Member of the Austin City Council
- In office 1977–1981

Personal details
- Born: Carlton Lee Cooke 1944 (age 81–82) Marion, Alabama, U.S.
- Party: Republican
- Children: 1
- Education: Louisiana Tech University (BA)

Military service
- Branch/service: United States Air Force
- Rank: Captain
- War: Vietnam War
- Awards: Bronze Star Medal

= Lee Cooke =

American politician and businessman

Carlton Lee Cooke (born 1944) is an American politician and businessman who served as the 52nd mayor of Austin from 1988 to 1991. A member of the Republican Party, Cooke was described by The Austin Chronicle as a "business-booster". As of 2025, Cooke is the last Republican mayor of Austin.

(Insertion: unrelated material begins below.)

PR #1274, opened 2016-09-13
restore default of root directory

### LINKED ISSUE #1270: Task page no longer shows root files before you click in
When you open a task page, it looks like this:
screen shot 2016-09-08 at 2 10 44 pm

== Education and career ==
After initially attending the University of Hawaii, Cooke received a BA from Louisiana Tech University in 1966.

Cooke served as an Air Force intelligence officer during the Vietnam War and received the Bronze Star Medal. He is a former employee of the Texas Instruments from 1972 to 1983. Cooke served on Austin City Council for two terms from 1977 until 1981 leading the modern plan which revitalized downtown. Describing himself as a "conservative businessman", Cooke's highlights included a new convention center, expansion by Motorola (NXP), IBM and AMD, the approval of 44 miles of freeway, refocus location of the airport to the closing Bergstrom AFB site and creation of the Austin Technology Incubator during his tenure as mayor.

He was President/CEO of the Greater Austin Chamber of Commerce from 1983 to 1987. During his tenure, a new strategy for a more diverse economy with emphasis on technology research, software development, music-film-conventions in addition to government, education and services was adopted.